- DATASET EXCERPTS -
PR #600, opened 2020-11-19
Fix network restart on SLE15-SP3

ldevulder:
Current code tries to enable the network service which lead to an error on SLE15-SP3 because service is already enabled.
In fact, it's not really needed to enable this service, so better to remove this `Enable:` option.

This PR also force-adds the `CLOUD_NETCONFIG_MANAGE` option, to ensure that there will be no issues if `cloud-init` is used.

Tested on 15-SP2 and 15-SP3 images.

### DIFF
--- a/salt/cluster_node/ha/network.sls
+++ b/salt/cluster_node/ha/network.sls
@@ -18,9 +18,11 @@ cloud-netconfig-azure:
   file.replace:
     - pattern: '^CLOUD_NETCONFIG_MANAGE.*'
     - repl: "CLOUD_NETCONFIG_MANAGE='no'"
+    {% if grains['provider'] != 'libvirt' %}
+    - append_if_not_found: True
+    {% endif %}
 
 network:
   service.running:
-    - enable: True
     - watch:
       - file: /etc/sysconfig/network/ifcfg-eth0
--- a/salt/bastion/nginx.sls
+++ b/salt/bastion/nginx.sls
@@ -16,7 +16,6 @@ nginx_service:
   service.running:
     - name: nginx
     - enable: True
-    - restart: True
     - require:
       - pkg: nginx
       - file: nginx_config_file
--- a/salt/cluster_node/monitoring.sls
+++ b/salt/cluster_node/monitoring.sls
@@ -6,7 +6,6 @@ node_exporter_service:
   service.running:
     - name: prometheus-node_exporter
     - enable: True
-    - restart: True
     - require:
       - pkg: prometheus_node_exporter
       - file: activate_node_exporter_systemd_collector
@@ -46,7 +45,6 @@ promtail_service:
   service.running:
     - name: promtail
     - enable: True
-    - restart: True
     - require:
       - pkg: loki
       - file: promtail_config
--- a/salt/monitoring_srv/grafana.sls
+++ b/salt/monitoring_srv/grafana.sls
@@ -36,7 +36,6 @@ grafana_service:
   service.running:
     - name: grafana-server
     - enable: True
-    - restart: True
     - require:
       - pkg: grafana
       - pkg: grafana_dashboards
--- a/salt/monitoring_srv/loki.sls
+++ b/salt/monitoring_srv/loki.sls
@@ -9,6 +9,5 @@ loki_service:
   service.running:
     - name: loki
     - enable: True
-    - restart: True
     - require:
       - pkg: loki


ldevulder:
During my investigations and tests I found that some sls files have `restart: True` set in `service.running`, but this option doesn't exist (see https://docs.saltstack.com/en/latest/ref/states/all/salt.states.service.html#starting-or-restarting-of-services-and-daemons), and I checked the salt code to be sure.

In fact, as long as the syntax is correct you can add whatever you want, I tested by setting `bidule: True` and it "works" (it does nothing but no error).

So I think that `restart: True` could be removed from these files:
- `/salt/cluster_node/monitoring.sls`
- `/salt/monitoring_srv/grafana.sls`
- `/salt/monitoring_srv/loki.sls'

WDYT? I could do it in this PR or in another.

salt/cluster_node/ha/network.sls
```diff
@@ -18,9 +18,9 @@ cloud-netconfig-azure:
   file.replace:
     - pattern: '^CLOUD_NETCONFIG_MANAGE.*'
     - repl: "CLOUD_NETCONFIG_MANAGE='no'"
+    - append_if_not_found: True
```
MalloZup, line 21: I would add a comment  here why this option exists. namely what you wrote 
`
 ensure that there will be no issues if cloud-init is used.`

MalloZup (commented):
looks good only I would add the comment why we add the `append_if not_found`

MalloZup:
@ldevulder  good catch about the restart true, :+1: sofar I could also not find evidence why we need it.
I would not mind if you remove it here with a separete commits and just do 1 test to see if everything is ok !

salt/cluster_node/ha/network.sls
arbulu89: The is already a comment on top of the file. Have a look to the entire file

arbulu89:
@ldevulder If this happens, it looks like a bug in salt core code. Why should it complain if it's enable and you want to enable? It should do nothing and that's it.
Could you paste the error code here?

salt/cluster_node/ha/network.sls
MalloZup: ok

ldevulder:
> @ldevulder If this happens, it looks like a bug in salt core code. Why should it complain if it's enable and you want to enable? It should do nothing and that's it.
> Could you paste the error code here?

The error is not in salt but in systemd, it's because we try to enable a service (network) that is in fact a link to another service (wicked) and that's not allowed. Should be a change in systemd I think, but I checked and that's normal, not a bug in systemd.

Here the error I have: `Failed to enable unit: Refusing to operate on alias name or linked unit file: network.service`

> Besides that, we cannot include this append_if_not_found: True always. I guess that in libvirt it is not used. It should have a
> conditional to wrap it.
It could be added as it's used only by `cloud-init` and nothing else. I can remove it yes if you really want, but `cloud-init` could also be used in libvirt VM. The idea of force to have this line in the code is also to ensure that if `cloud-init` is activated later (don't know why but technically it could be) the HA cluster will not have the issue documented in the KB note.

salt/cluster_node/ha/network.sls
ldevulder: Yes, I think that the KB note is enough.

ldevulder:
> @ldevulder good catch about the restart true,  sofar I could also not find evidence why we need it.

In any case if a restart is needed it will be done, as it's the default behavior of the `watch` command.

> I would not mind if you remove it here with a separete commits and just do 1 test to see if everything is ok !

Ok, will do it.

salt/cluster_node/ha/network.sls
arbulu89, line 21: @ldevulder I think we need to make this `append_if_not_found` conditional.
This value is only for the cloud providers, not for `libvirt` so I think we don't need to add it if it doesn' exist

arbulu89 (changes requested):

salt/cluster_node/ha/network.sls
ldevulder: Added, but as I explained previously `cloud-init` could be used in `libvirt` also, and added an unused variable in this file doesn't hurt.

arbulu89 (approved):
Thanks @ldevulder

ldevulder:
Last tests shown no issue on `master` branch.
---
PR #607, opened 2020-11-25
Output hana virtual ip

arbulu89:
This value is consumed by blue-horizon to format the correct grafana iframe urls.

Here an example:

- THE TASK -
Once the line with "PR #600, opened 2020-11-19" is found in the records above, print exactly that line and every line after it through the line with "--- a/salt/cluster_node/monitoring.sls".

- FINAL ANSWER -
PR #600, opened 2020-11-19
Fix network restart on SLE15-SP3

ldevulder:
Current code tries to enable the network service which lead to an error on SLE15-SP3 because service is already enabled.
In fact, it's not really needed to enable this service, so better to remove this `Enable:` option.

This PR also force-adds the `CLOUD_NETCONFIG_MANAGE` option, to ensure that there will be no issues if `cloud-init` is used.

Tested on 15-SP2 and 15-SP3 images.

### DIFF
--- a/salt/cluster_node/ha/network.sls
+++ b/salt/cluster_node/ha/network.sls
@@ -18,9 +18,11 @@ cloud-netconfig-azure:
   file.replace:
     - pattern: '^CLOUD_NETCONFIG_MANAGE.*'
     - repl: "CLOUD_NETCONFIG_MANAGE='no'"
+    {% if grains['provider'] != 'libvirt' %}
+    - append_if_not_found: True
+    {% endif %}
 
 network:
   service.running:
-    - enable: True
     - watch:
       - file: /etc/sysconfig/network/ifcfg-eth0
--- a/salt/bastion/nginx.sls
+++ b/salt/bastion/nginx.sls
@@ -16,7 +16,6 @@ nginx_service:
   service.running:
     - name: nginx
     - enable: True
-    - restart: True
     - require:
       - pkg: nginx
       - file: nginx_config_file
--- a/salt/cluster_node/monitoring.sls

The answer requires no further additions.